PROBLEM DESCRIPTION =>
Whenever the word "Additionally" turns up in a line of the data below, copy that line.

══ THE DATA

PR #313, opened 2023-02-15
Make the impossible possible

DasLixou:
Just say that the `Target` of `B` should be `Clone`able, this is nothing new, even `LensExt`' get method does that.


geom3trik:
As discussed on Discord, making the target `Clone` is not viable because intermediate lensed data when chaining `Then` lenses may not be `Clone`. Only the last in the chain which is bound to must implement `Clone`. Therefore, I'm going to close this PR for now.

PR #314, opened 2023-02-17
Implement `Data` for all `PartialEq`'s

DasLixou:


geom3trik:
We tried this before (see #269 and #273) but there's an issue that for floating point types there are different kinds of `NaN`, which can cause bindings to constantly update every frame. The idea behind the `Data` trait is that comparisons need to be fast, which is not always true for `PartialEq`. For example, for floating point types we just do a bitwise comparison.

PR #315, opened 2023-02-17
Optimize vizia_core::state::binding::Binding::remove() to not iterate…

sky1e:
… through entire store on every remove. Additionally, fix or silence clippy warnings through the rest of binding.rs

I was profiling [Arborio](https://github.com/rhelmot/arborio)'s opening and closing maps and noticed a rather significant portion of time was spent removing children from bindings. Looking into the remove function, the entire model data store hashmap is iterated over when only a single element in it was mutated, which we still have a reference to. This change checks only that single store, and if appropriate, removes it.

This brought closing maps in Arborio down from sometimes almost half a second to basically instantaneous.

Additionally since I was looking at the file, I addressed all of the clippy warnings in it. The explicit lifetime in BindingHandler::update was pointless, so I removed it. The new() method not returning Self makes sense within this context, and I don't think a type alias for Binding::content would improve readability, so I silenced those warnings.

### DIFF
--- a/crates/vizia_core/src/state/binding.rs
+++ b/crates/vizia_core/src/state/binding.rs
@@ -13,6 +13,7 @@ where
 {
     entity: Entity,
     lens: L,
+    #[allow(clippy::type_complexity)]
     content: Option<Box<dyn Fn(&mut Context, L)>>,
 }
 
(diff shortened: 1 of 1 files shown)


geom3trik (approved):
Good spot! Thanks for the optimisation and for addressing some of the clippy warnings. I'm glad to see this makes such a big difference for arborio.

════

COMPLETED EXERCISE =>
… through entire store on every remove. Additionally, fix or silence clippy warnings through the rest of binding.rs
Additionally since I was looking at the file, I addressed all of the clippy warnings in it. The explicit lifetime in BindingHandler::update was pointless, so I removed it. The new() method not returning Self makes sense within this context, and I don't think a type alias for Binding::content would improve readability, so I silenced those warnings.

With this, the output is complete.